◆ The problem: Look through the lines below and extract any with the word "actual".

◆ Saved data entries:
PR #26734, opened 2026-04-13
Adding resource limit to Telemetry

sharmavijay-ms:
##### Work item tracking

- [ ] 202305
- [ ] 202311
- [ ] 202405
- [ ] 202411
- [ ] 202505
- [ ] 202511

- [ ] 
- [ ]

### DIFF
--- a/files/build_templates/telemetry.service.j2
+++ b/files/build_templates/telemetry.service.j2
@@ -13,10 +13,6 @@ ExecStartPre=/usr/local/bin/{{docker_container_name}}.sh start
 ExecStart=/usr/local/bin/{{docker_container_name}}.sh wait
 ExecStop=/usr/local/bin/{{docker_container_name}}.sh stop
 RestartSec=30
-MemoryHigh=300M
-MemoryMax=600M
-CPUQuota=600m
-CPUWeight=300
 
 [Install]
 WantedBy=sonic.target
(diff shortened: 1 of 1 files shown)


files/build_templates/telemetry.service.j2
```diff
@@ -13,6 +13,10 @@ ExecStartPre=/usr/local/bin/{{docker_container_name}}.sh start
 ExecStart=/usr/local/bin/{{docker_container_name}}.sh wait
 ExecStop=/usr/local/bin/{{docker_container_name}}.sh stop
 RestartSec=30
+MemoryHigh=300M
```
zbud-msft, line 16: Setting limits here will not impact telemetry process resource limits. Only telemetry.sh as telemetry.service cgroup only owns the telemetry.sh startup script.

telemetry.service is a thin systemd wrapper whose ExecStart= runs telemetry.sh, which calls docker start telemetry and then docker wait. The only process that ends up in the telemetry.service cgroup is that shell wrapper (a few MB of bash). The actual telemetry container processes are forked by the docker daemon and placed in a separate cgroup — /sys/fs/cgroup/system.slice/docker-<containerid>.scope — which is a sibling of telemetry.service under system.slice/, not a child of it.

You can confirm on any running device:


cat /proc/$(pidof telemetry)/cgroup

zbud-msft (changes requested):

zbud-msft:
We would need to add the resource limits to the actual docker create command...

◆ Response below:
telemetry.service is a thin systemd wrapper whose ExecStart= runs telemetry.sh, which calls docker start telemetry and then docker wait. The only process that ends up in the telemetry.service cgroup is that shell wrapper (a few MB of bash). The actual telemetry container processes are forked by the docker daemon and placed in a separate cgroup — /sys/fs/cgroup/system.slice/docker-<containerid>.scope — which is a sibling of telemetry.service under system.slice/, not a child of it.
We would need to add the resource limits to the actual docker create command...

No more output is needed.